— Exercise prompt —
Only the lines below from the one containing "When I use uniform" to the one containing "of pulse rotations" should be repeated, both included and unchanged.

[[ Excerpted data open ]]

PR #723, opened 2025-01-23
Add direct sparse coarse grid solver

bergbauer:
What do you think about adding an interface to the sparse direct solver for the coarse grid solver?

### DIFF
--- a/include/exadg/solvers_and_preconditioners/multigrid/multigrid_parameters.h
+++ b/include/exadg/solvers_and_preconditioners/multigrid/multigrid_parameters.h
@@ -31,6 +31,7 @@
 #include <deal.II/lac/trilinos_precondition.h>
 
 // ExaDG
+#include <deal.II/lac/trilinos_solver.h>
 #include <exadg/solvers_and_preconditioners/solvers/solver_data.h>
 #include <exadg/utilities/print_functions.h>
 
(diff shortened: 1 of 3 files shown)


nfehn:
Why not? Sounds like a good extension of the ExaDG library (or, better, framework).

Maybe you could explain the meaning of "sparse" here? Is it just because the problem stems from a finite element problem, or is the direct solver specialized in any way regarding "sparsity"?

include/exadg/solvers_and_preconditioners/multigrid/multigrid_parameters.h
```diff
@@ -94,6 +96,11 @@ enum class MultigridCoarseGridPreconditioner
   AMG
 };
 
+struct SparseDirectData
+{
+  dealii::TrilinosWrappers::SolverDirect::AdditionalData trilinos_data;
+};
+
```
nfehn, line 103: Does this work without trilions-ifdef?

richardschu:
I think this can make sense for i) debugging (direct solver = you cannot mess up the coarse grid tolerance), and ii) if the conditioning is extremely bad (probably why you are doing this, huh?). In GMG, one can then shave off some DoFs going to coarse `h` or `p` levels to make them even tractable using a direct solver. Which `solver::type` have you tried in the `Amesos` ackage? I think even if we _could_ set the min coarse problem size in the ML preconditioner high enough, this still makes sense especially if one has access to MUMPS or Pardiso and not only AmesosKLU.

PR #726, opened 2025-02-20
correct indices for BlockVectorType

richardschu:
this is an add on to #722 
I missed those switched indices.
The analogue `VectorType` I tested, the `BlockVectorType` I just tested now when rewriting the de-/serialization.


richardschu:
I am merging this because it is just an obvious index error.

PR #728, opened 2025-02-22
add missing time integration vectors in de-/serialization of `time_int_abm_base.h`

### LINKED ISSUE #727: restart mechanics of `acoustic_conservation_eqns`: some data assigned wrong?
I am currently working on the serialization/deserialization and came accross what I consider unexpected:

The code is in #728. [edit: made the fix in that branch]

I am restarting the `acoustic_conservation_equations/circular_moving_gauss_pulse/application.h`.

Note that this is before I fiddled around with any of the restart mechanics.
The parallel layout is the same (in fact I run on 1 core only), the discretization is identical to what was stored to disk.

When I use uniform time steps, second-order and `start_with_low_order = false`, I get:

Image

where this little wavelet is exactly where I reload the results from disk.
But I do not expect any problems here at all, since the timesteps are even uniform.
The vectors norms at reading/writing seem to be good:

Image

Image

using a first-order scheme in time, I get (this is restarted at the same time the other run is):

Image

with the same time step size, reducing it by a factor 10 I get:

Image

This is the last step of the simulation, it is a very good approximation, no difference to the non-checkpointed run!
So the "initial wavelet" is much reduced and there are no waves generated by the pulse travelling.

I conclude that there is something wrong. But I do not see it.
Any ideas?
This is problem is linear and we do not even solve a linear system, right?
For me, this sounds like we are reading the vectors correctly from grid, but how the timestepping scheme is restarted is wrong.

richardschu:
fixes #727
... there were just some vectors missing in the de-/serialization of the time integration scheme.
I am amazed it did not completely crash when restarting and a vector was just 0 tbh ...

### DIFF
--- a/applications/acoustic_conservation_equations/circular_moving_gauss_pulse/application.h
+++ b/applications/acoustic_conservation_equations/circular_moving_gauss_pulse/application.h
@@ -153,6 +153,8 @@ public:
                         number_of_rotations,
                         "Number of pulse rotations during runtime.",
                         dealii::Patterns::Double(1.0e-12));
+      prm.add_parameter("WriteRestart", write_restart, "Should restart files be written?");
+      prm.add_parameter("ReadRestart", read_restart, "Is this a restarted simulation?");
     }
     prm.leave_subsection();
   }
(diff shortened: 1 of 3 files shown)


richardschu:
I am merging this since it is a tiny fix, essentially.

I am aware of the fact that one could reconstruct one of the vectors that are de-/serialized with this patch.

Since the `order` is variable, I went with the easy fix here, but one could think of reconstructing the most recent vector stored from the `solution` _also_ stored, then only de-/serializing the old ones.
This would lead to a little save of de-/serialized data, hence speed up the snapshotting and potentially also the deserialization.

Once we see that this strategy is indeed too wasteful, we can refactor.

[[ Excerpted data closed ]]

— Solution for this exercise —
When I use uniform time steps, second-order and `start_with_low_order = false`, I get:

Image

where this little wavelet is exactly where I reload the results from disk.
But I do not expect any problems here at all, since the timesteps are even uniform.
The vectors norms at reading/writing seem to be good:

Image

Image

using a first-order scheme in time, I get (this is restarted at the same time the other run is):

Image

with the same time step size, reducing it by a factor 10 I get:

Image

This is the last step of the simulation, it is a very good approximation, no difference to the non-checkpointed run!
So the "initial wavelet" is much reduced and there are no waves generated by the pulse travelling.

I conclude that there is something wrong. But I do not see it.
Any ideas?
This is problem is linear and we do not even solve a linear system, right?
For me, this sounds like we are reading the vectors correctly from grid, but how the timestepping scheme is restarted is wrong.

richardschu:
fixes #727
... there were just some vectors missing in the de-/serialization of the time integration scheme.
I am amazed it did not completely crash when restarting and a vector was just 0 tbh ...

### DIFF
--- a/applications/acoustic_conservation_equations/circular_moving_gauss_pulse/application.h
+++ b/applications/acoustic_conservation_equations/circular_moving_gauss_pulse/application.h
@@ -153,6 +153,8 @@ public:
                         number_of_rotations,
                         "Number of pulse rotations during runtime.",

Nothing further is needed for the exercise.